One major limitation in current studies was that most of them tested PMs only in a laboratory setting where the issues of technical failure are more easily identified and corrected. Past studies reported that the diagnostic accuracy of PMs is better in the sleep laboratory setting than at home [43]. Policy recommendations regarding specific PMs for HSAT should be supported by evidence gathered in the setting in which the test will be used. Another limitation was that integration with clinician judgment was not explored. OSA is a clinical diagnosis, informed by history, physical examination, and diagnostic test results [8]. The key question about diagnostic devices is whether and how they improve the overall accuracy of the diagnosis of sleep apnea, taking all relevant data into account. This requires understanding of how test results support and improve clinical judgment. None of the studies we evaluated addressed this question. Integration of test results with clinical judgment remains an important evidence gap.

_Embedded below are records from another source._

PR #3880, opened 2022-06-13
Improved "Free Admission" Label and Used "Admission" Instead

hoseinrafiei:
Fixes: https://github.com/eventespresso/event-espresso-core/issues/3883

This will fix the problem for new installations.


hoseinrafiei:
@tn3rb

Based on my understanding this text is not a hardcoded text in the codes nor in **barista** neither is **event-espresso-core** plugin. It comes from the table `esp_price` of database.

There are some instances of hardcoded `Free Admission` text in the following file of **event-espresso-core** plugin but it seems we never used this template.

    admin_pages/events/templates/new_price_layout.template.php
    
Therefore I found that we can change the text for new installations by modification on line 542 of following file.

    core/data_migration_scripts/EE_DMS_Core_4_5_0.dms.php
    
Please check it and let me know if there is anything else on this that can be done.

Due to observed heterogeneity in patient populations and differences in the type and number of PM channels, we decided to meta-analyze each specific PM separately (i.e., refrain from indirect comparisons). In addition, we decided to separate studies by setting because a past systematic review of type III monitors showed that testing conducted in sleep laboratories (simultaneously with PSG) resulted in better diagnostic accuracy than sleep testing conducted at home (at different night from PSG) [43]. Furthermore, bivariate random-effects models required having at least four studies of similar type to allow valid conclusions [18]. With all these considerations, we were only able to do meta-analysis for the ApneaLink monitor tested in six studies conducted in sleep laboratories. We concluded that ApneaLink had a higher sensitivity and lower specificity under an AHI threshold of ≥ 5 events/h (lower disease severity) compared to the threshold of ≥ 15 events/h or higher disease severity, similar to what was reported in a past meta-analysis of type III PMs [43].

The limitations of this review warrant discussion. Due to logistical reasons, our search was limited to English language articles. Next, in defining what constitutes a type IV PM, we followed the prior AHRQ systematic review to generate a consistent body of evidence [14]. Both the AHRQ review and the recent AASM guideline defined type III studies as devices that include two respiratory parameters (breathing effort and airflow), oxygen saturation and an electrocardiography or heart rate recording [12, 14]. Following the prior AHRQ review, we considered PMs not meeting type III criteria as type IV, excluding single-channel PMs that use heart rate, heart rate variability, or actigraphy [14]. The AASM guideline defined type IV as devices with one to two parameters that record oxygen saturation, heart rate, and/or airflow [12]. The final AASM recommendation was supportive of HSAT for uncomplicated patients with technically adequate devices that, at minimum, record “nasal pressure, chest and abdominal respiratory inductance plethysmography, and oximetry; or else PAT with oximetry and actigraphy” [12]. Therefore, the guideline supports HSAT only with type III devices and the WatchPAT device (as per current review). We, however, were not able to calculate summary estimates for the diagnostic accuracy of WatchPAT due to the small number of identified studies testing this device in this review.

In conclusion, we found that the diagnostic accuracy of type IV PMs for HSAT varies depending on the number of channels, setting, and disease severity. While evidence is not very strong for their stand-alone use in routine clinical practice, in settings and populations where there is a high demand and a limited capacity in performing PSG or where OSA is highly underdiagnosed (e.g., patients with significant comorbidities), these monitors can help to expand access to early OSA identification and timely management. Future studies should consider testing the diagnostic accuracy of these devices in making a clinical diagnosis of OSA and test their performance both in sleep laboratories and at home. Policy recommendations regarding PM use should consider the health and societal implications of false positive and false negative diagnoses and its cost-effectiveness.